Abstract

Accurately resolving small fluorescence power variations in presence of noise and high-background tissue autofluorescence from deep brain structures with a fiber photometry system requires highly linear and sensitive photo detectors. This paper presents a high-dynamic range (DR) CMOS biosensor fusing a low-noise photosensing front-end with a high-precision extended counting analog-to-digital converter (ADC) with noise cancellation to detect florescence neural signal fluctuations of very low incident power. The 7 MSBs are resolved by a first order continuous-time resettable $\Sigma \Delta $ ADC, whereas the residue voltage is quantized by a 10-bit single slope ADC for enabling wide-dynamic range and high-precision fluorescence sensing.

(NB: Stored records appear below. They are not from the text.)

PR #5904, opened 2020-02-26
bump crengine: normalized xpointers fix, FB2 footnotes tweaks

poire-z:
Will need a base bump for https://github.com/koreader/koreader-base/pull/1055.

Includes https://github.com/koreader/crengine/pull/329 :
- toStringV2(): fix when target node is a boxing node
- CSS font-family parsing: set usual default of sans-serif
- FB2 footnotes: fix spurious newline ("display: run-in")
- FB2 footnotes: disable hardcoded handling as in-page

cre.cpp: accepts classic FB2 footnotes in footnote popup detection

Make FB2 footnotes behaviour consistent with what we have for footnotes in EPUB:
- FB2 footnotes are no more rendered in-page by default
- In-page rendering can be enabled by the added Style tweak
- FB2 footnotes can also show in footnote popup (with some added not-so-nice CSS so MuPDF can render them as crengine)

`cre: setFontFace(): increase bias given to the main font`
An attempt at solving this:
<kbd>image</kbd>
when selecting FreeSerif as the default font, and using "Ignore publisher font-family": any of our other fonts could be used for the italic text (actually, the first of our font that has an italic variant).
So we can get the nicer:
<kbd>image</kbd>

---
This change is [Reviewable](https://reviewable.io/reviews/koreader/koreader/5904)

### DIFF
--- a/frontend/ui/data/css_tweaks.lua
+++ b/frontend/ui/data/css_tweaks.lua
@@ -614,6 +614,22 @@ This is just an example, that will need to be adapted into a user style tweak.]]
         {
             title = _("In-page footnotes"),
             {
+                id = "footnote-inpage_fb2";
+                title = _("In-page FB2 footnotes"),
+                description = _([[
+Show FB2 footnote text at the bottom of pages that contain links to them.]]),
+                -- (fb2.css already set font-size to 70% - so no need for a "smaller" variant)
+                css = [[
+body[name="notes"] section,
+body[name="comments"] section
+{
+    -cr-hint: footnote-inpage;
+    margin: 0 !important;
+}
+                ]],
+                separator = true,
+            },
+            {
                 id = "footnote-inpage_epub";
                 title = _("In-page EPUB footnotes"),
                 description = _([[
--- a/frontend/ui/widget/footnotewidget.lua
+++ b/frontend/ui/widget/footnotewidget.lua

The reset noise is canceled out by an embedded noise cancellation scheme which is subtracting the reset noise from the signal using a correlated double sampling scheme. Unlike other solutions, the biosensor has a short conversion time of $306.5~\mu \text{s}$ compared to a typical fluoresence sampling period of 10 ms, providing a very low duty cyle of 3%, which is a key to achieve low excitation source power consumption in this application to extend system autonomy, and to avoid photobleaching and phototoxicity in the tissue. The proposed optoelectronic biosensor is implemented in a 0.18- $\mu \text{m}$ CMOS technology, consuming $93~\mu \text{W}$ from a 3.3-V supply voltage while achieving a DR of 104 dB, a minimum detectable current of $1.3~\text {pA}_{\mathrm{ rms}}$ , and a chip area of 0.475 mm2. We present the measured performance of the biosensor using an optical experimental setup including a LED driver, a fiber optic, and a test board.